LISTED ENTRIES
PR #3715, opened 2019-07-28
Common-arcana.lic - location casting

Hazado:
adding a location variable allows the ability to cast heal wounds and heal scars

### DIFF
--- a/common-arcana.lic
+++ b/common-arcana.lic
@@ -344,7 +344,7 @@ module DRCA
     aura
   end
 
-  def cast_spells(spells, settings, force_cambrinth = false, location = nil)
+  def cast_spells(spells, settings, force_cambrinth = false)
     infuse_om(!settings.osrel_no_harness, settings.osrel_amount)
     spells.each do |name, data|
       next if DRSpells.active_spells[name] && (data['recast'].nil? || DRSpells.active_spells[name].to_i > data['recast'])
@@ -353,7 +353,7 @@ module DRCA
         pause 15
       end
 
-      cast_spell(data, settings, force_cambrinth, location)
+      cast_spell(data, settings, force_cambrinth)
     end
   end
 
--- a/common-arcana.lic
+++ b/common-arcana.lic
@@ -344,7 +344,7 @@ module DRCA
     aura
   end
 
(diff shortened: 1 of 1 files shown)


common-arcana.lic
```diff
@@ -344,7 +344,7 @@ module DRCA
     aura
   end
 
-  def cast_spells(spells, settings, force_cambrinth = false)
+  def cast_spells(spells, settings, force_cambrinth = false, location = nil)
```
rpherbig: ❓ This will use the location for every spell in `spells`. Is that desirable? Location feels to me like it would/should be specific to a single spell.

Hazado: Not sure how many spells need something other than "cast".
This could be used for any of them. "cast player", "cast left arm internal reverse", etc

Hazado: https://elanthipedia.play.net/Cast_command
There are quite a few different casting options.

rpherbig: This function is used to cast multiple spells. As written, this will use location for all of them.

Is that intended?

common-arcana.lic
```diff
@@ -426,7 +426,7 @@ module DRCA
     pause 0.5 while UserVars.moons.empty?
   end
 
-  def cast_spell(data, settings, force_cambrinth = false)
+  def cast_spell(data, settings, force_cambrinth = false, location = nil)
```
rpherbig: ❓ How do you plan to use this? I ask because the consumer can already set `data['cast']` before calling `cast_spell`, which doesn't require a change to `common-arcana`.

BinuDR:
You can edit the data['cast'] variable before sending data to this method.
Something like this:
body_parts = ['head', 'neck', 'chest', 'abdomen', 'back']
body_parts.each{ |bp| data['cast'] = "cast #{bp}"; cast_spell(data, settings) }

common-arcana.lic
Hazado: working on updating healme.lic to use waggle

Hazado:
That might be a better implementation on healme.lic than modifying common-arcana.lic

common-arcana.lic
Hazado: your right, we can close this. Will implement that into healme.lic instead.

PR #3829, opened 2019-09-03
Large update to ;trade. Therengia support, hunting, and forging

Tarhish:
This is a biggish update, but it'll be nice to have it out here to test it and get input.

The big changes:
- Therengia support.  It turns out to work fairly well up there.
- Users can add a Schmuckatelli-caravanhunt.yaml file that will be called with hunting-buddy periodically when Trading has EXP to drain and you've stopped in your hometown.  Get boxes, train weapons, do whatever.  This is activated by the <hunt> arg when starting ;trade.
- Forging works now.  Add Forging: 1200 to do a forging workorder every 1200 seconds (or whatever) whenever you stop in a town with a forge.
- Updated for the new LEAD route changes.
- Fixed the intermittent lich crash when stepping out of a caravan at the end of a lead route.

Minor changes:
- Improved caravan recognition for all these weird guildfest caravans
- Mech Lore removed, since that finally happened.
- Complies a bit more with common crafting_training_spells changes.
- Finally got more cowbell
- Ability training timers standardized

The Questions:
1.) This is the first use of dependency's shift_hometown and clear_hometown functions.  When stopping at a town it will try to adjust your hometown to whatever nearby town it needs to be in (ie. if it stops in Muspar'i and wants to do a forging workorder it can't just call ;workorders.  It shifts hometown to Muspar'i, does the workorder there, then clears it, reverting to your yaml-defined hometown.)  Works fine for me, but it's a change.

2.) This script edits the map to prevent users from trying to take caravans over the Therengia rope bridge.  Just snips the timeto at both ends, which it does everytime you start moving the caravan, and undoes anytime you start traveling independently or end the script.  I'm going back and forth about adding a warning if automap starts up, but I'm really not sure how many people are going to take a breather from running caravans to muck with the map.  Besides me.

I can explain any parts of these changes, though I've run with this version of the script for hundreds of hours by this point, and tested it in all provinces.  This will be where I point other volunteers.

### DIFF
--- a/trade.lic
+++ b/trade.lic
@@ -247,7 +247,6 @@ class Trade
   end
 
   def closest_town
-    echo find_town(find_closest_id('trader_outpost'))
     find_town(find_closest_id('trader_outpost'))
   end
 
@@ -542,7 +541,7 @@ class Trade
     return unless @caravan_being_led
     return if @no_ride_rooms.any? { |name| XMLData.room_title.include?(name) } # Don't do this on ferrys - you can't tell when you've arrived.
     track_caravan
-    bput('go caravan', 'You open the door')
+    bput("go #{@caravan.adjective} #{@caravan.noun}", 'You open the door')
   end
 
   def be_outside_caravan # call whenever you need to be outside the caravan
@@ -587,10 +586,9 @@ class Trade
       true
     when /You recall that your (?<description>.*) (?<name>.*) should be located in/
       /You recall that your (?<description>.*) (?<name>.*) should be located in/ =~ response
-      @caravan.noun = name
+      @caravan.noun ||= name
       echo "@caravan.noun: #{@caravan.noun}" if debugging?
-      @caravan.adjective = description
-      
+      @caravan.adjective ||= description
       echo "@caravan.adjective #{@caravan.adjective}" if debugging?
       false
     when /You are far too occupied/
@@ -970,7 +968,8 @@ class Trade
       /The minister reminds you that you still owe (?<dues_amt>.*) (?<dues_currency>Kronars|Lirums|Dokoras) in dues to (?:The )?(?<outpost>.*) and asks that you pay the clerk before s?he issues you a new contract\./ =~ response
       echo "Need to pay #{dues_amt} #{dues_currency} to #{outpost}" if debugging?
       if wealth(@settings.hometown) < dues_amt.to_i
-        room = Room.current.id  # POTENTIAL TO CHANGE HOMETOWN?
+        # If you've run out of money, it will run to your hometown to get more.  Potential to pull from drinfomon for nearest savings account?
+        room = Room.current.id
         ensure_copper_on_hand(@caravan_coins_on_hand + dues_amt.to_i, @settings)
         walk_to(room)
       end
@@ -1111,10 +1110,9 @@ class Trade
     Flags.delete('caravan-upgrade')
   end
 
-  def deposit_coins(withdraw_amt, return_to_id)
+  def deposit_coins(withdraw_amt)
     return if wealth(@settings.hometown) < withdraw_amt
     near_town = closest_town
-    echo "deposit coins #{near_town} and #{@trading_towns['near_town']['deposit']}"
 
     return unless @bank_towns.include?(near_town)
     return unless @trading_towns[near_town]['deposit']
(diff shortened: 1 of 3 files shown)


Tarhish:
User testing revealed a condition where Zoluren trading would get hung up on the leth ferry due to trade route changes.  Also, added a lower threshold for starting a forging workorder, since the normal threshold could easily make it keep working through mindlock.

trade.lic
```diff
@@ -27,7 +27,11 @@ class Trade
       [
         { name: 'duration', regex: /duration/i, optional: false, description: 'Run for a certain amount of time plus the time required to closeup.' },
         { name: 'minutes', regex: /\d+/i, optional: false, variable: true, description: 'Duration of the run in minutes.' },
+        { name: 'hunt', regex: /hunt/i, optional: true, description: 'If Trading xp is above half, hunt occasionally using hunting_info: defined in <name>-caravanhunt.yaml' },
         { name: 'exit', regex: /exit/i, optional: true, description: 'Exits the game after delivering all crates and returning the caravan' }
+      ],
+      [
+        { name: 'hunt', regex: /hunt/i, optional: false, description: 'If Trading xp is above half, hunt occasionally using hunting_info: defined in <name>-caravanhunt.yaml' }
```
jayRyan24: Does this argument set work the same as the `hunt` above, but without the exit? The exit is an optional setting, so it seems like it would function the same? Sorry, I'm just trying to understand why there's two of the same argument sets, but with a caveat of a single optional exit. Not that this isn't right, I just simply don't follow. :D

jayRyan24:
This is a lot of work @Tarhish, thanks a bunch!

trade.lic
Tarhish: For the third argset, <duration> and <minutes> are not optional.  So, functionally, your options to use it are:

;trade no args : just runs caravans forever until it's killed.
;trade closeup (exit optional) : runs existing contracts without accepting new ones then ends, quitting if <exit>
;trade hunt : runs caravans forever, but also does hunts occasionally.
;trade duration xminutes <exit> <hunt>: runs trades for Xminutes before closing up and maybe exiting the game.  If hunt is specified it runs hunts during that time period.

So, for example, last night I wanted to test performance in Zoluren, so I set up a hunt file then ran ;trade duration 180 hunt exit.  Which means "Run for 3 hours, hunting occasionally whenever you stop at your hometown, and after 3 hours have passed stop accepting new contracts and exit the game when you're done."

rpherbig:
@Tarhish thank you for doing this!

Could you ask around in Slack for a Trader to test this?

Tarhish:
Yeah, definitely.  I've got some other interested parties running around with it, but I don't have nearly as much communication with them.

rpherbig:
@Tarhish  any update on this?

Tarhish:
I got some more help testing this and it's working out -- considering the script doesn't really work at all right now since the caravan route changes, I think this is fine to merge.  There can't really be anyone using this.

I'll change my sample yaml and update the wiki, then keep an eye out for problems.

Tarhish:
@rpherbig I'd say this is good to go as is whenever you're ready.

homebrewer12:
Quilleth, you're going to kill me, but I have an amazing idea to integrate into ;trade.  I think I might actualy have to learn how to write ruby to help with it...

Tarhish:
Well, this definitely isn't done, that's for sure.  First priority is getting it pulled so that the script works with the new trade route changes, then I'm working off of things I either know we need or ideas I've been given.

- Some handling of storage boxes for storing lumber/resources during a hunt
- Enchanting and Alchemy
- Non-knitting outfitting
- Sorcery training
- Some way of saving crafted goods to turn in for work orders when you stop at a town with a society
- Commodities (perhaps)

Beyond that, I'd hear any other suggestions, though if I'm the one trying to make the change I'll prioritize things as I think they're useful/easy-to-implement.  If you wanna try your hand at making a change, send me a message and I can unravel how the script is built.

homebrewer12:
actually....it was Commodities.  I'm working on spreadsheets showing their price ranges.

Tarhish:
That's the kind of data that really would be necessary to get that going.  Commodities has such wonky logic that some data on price ranges would be the most useful thing we could have.

Issue #3830, opened 2019-09-04
Appraise focus <object>


Windamere:
Would like have implemented with Ruby maybe into ;appraisal or as stand alone. ;Appraise focus (object)
Preferable a stand alone because not everyone is going to even want to use it due to the 10-15 minute research time.

Appraise focus requires 200 ranks of Appraisal or an item https://elanthipedia.play.net/Item:Clockwork_shark

Appraise focus does train appraisal, it also gives small absorption bonus to the <object> focused, and DOES NOT stack with an RPA AWARD. But it's better than not having a bonus at all.

It works just like research..you Appraise focus (object) wait until Breakthrough! then start using the (object) the bonus lasts about 20-30 minutes at 450 appraisal...may last longer with higher ranks...Objects that can be appraised can be found here- https://elanthipedia.play.net/Appraisal_skill#Compatible_Skills

...with notes on how to focus some items. example for stealth, You appraise focus (Any cardinal direction from that room while hidden)

I wrote it in lich using standard lich scripting, and works for me before buffing for every hunt. Since i'm not good at Ruby or even know what half that stuff means in those ruby scripts. I've posted it here so someone better than me can implement it.
Thanks! 

PS. Just learned something, anything in (less than)(greater than brackets) doesn't show up here when posted.

PR #3831, opened 2019-09-04
Initial commit of focus appraisal.

jayRyan24:
Adding changes to complete #3830.

`;appr focus <item>`

### DIFF
--- a/appraisal.lic
+++ b/appraisal.lic
@@ -13,21 +13,34 @@ class Appraisal
     settings = get_settings
     train_list = settings.appraisal_training
 
-    train_list.each do |task|
-      break if DRSkill.getxp('Appraisal') >= 30
-      case task
-      when 'zills'
-        assess_zills
-      when 'pouches'
-        train_appraisal_with_pouches(settings.full_pouch_container, settings.gem_pouch_adjective)
-      when 'gear'
-        train_appraisal_with_gear
-      when 'bundle'
-        train_appraisal_with_bundle
-      when 'art'
-        train_appraisal_with_art
-      else
-        echo "#{task} is not a valid appraisal_training setting"
+    arg_definitions = [
+      [
+        { name: 'focus', regex: /focus/i, optional: true, description: 'Perform appraise focus on an item.' },
+        { name: 'item', regex: /\w+/i, optional: true, description: 'Item to use appraise focus with.' }
+      ]
+    ]
+
+    args = parse_args(arg_definitions)
+
+    if args.focus
+      appraise_focus(args.item)
+    else
+      train_list.each do |task|
+        break if DRSkill.getxp('Appraisal') >= 30
+        case task
+        when 'zills'
+          assess_zills
+        when 'pouches'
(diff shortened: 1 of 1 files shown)


appraisal.lic
```diff
@@ -13,21 +13,39 @@ class Appraisal
...
-      when 'gear'
-        train_appraisal_with_gear
-      when 'bundle'
-        train_appraisal_with_bundle
-      when 'art'
-        train_appraisal_with_art
-      else
-        echo "#{task} is not a valid appraisal_training setting"
+    arg_definitions = [
+      [
```
rpherbig: I _think_ that this will allow `;appr focus` or `;appr broadsword` since both args are optional.

I _think_ this will prevent this problem:

```
arg_definitions = [
      [
	        { name: 'focus', regex: /focus/i, description: 'Perform appraise focus on an item.' },
	        { name: 'item', regex: /\w+/i, description: 'Item to use appraise focus with.' }
       ],
       []
]
```

❓ Could you test these two cases?

appraisal.lic
```diff
@@ -95,6 +113,38 @@ class Appraisal
     waitrt?
     bput('wear my zill', 'You slide')
   end
+
+  def appraise_focus(item)
+    case bput("get my #{item}", "^You get.*#{item}", '^What were you referring', 'But that is already', 'You are already')
+    when 'But that is already', '^What were you referring'
+      echo "Cannot get the item you are trying to focus upon. Exiting..."
```
rpherbig: 💡 Suggestion: include `item` in the echo, something like `"Cannot get item '#{item}'.....`

appraisal.lic
```diff
@@ -95,6 +113,38 @@ class Appraisal
...
+      exit
+    end
+
+    focus(item)
+    waitrt?
+    pause 0.5
```
rpherbig: ❓ Is appraise focus quick enough that we only want to wait a half second? Is that not too spammy?

appraisal.lic
```diff
@@ -95,6 +113,38 @@ class Appraisal
     waitrt?
     bput('wear my zill', 'You slide')
   end
+
+  def appraise_focus(item)
+    case bput("get my #{item}", "^You get.*#{item}", '^What were you referring', 'But that is already', 'You are already')
+    when 'But that is already', '^What were you referring'
```
rpherbig: 💡 Does `But that is already` mean you already have the item out? If so, could we proceed instead of exiting?

appraisal.lic
```diff
@@ -13,21 +13,39 @@ class Appraisal
     settings = get_settings
```
rpherbig: 💡 Minor: I _think_ these three declarations could be moved below the arg parsing.

rpherbig:
After thinking about it more, since the args are all optional this shouldn't break anything for existing users and should be ok to merge as-is. I'd still appreciate considering changes per my comments in a follow-up PR.

appraisal.lic
jayRyan24: This would be an issue with it as an item in your inventory that isn't held, I believe. This is just one of the cases that was listed, I couldn't get it to trigger, or rather didn't even try.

PROBLEM TO SOLVE
Answer with a number only: how many lines above include the word "Minor"?

ANSWER TO THIS TASK
2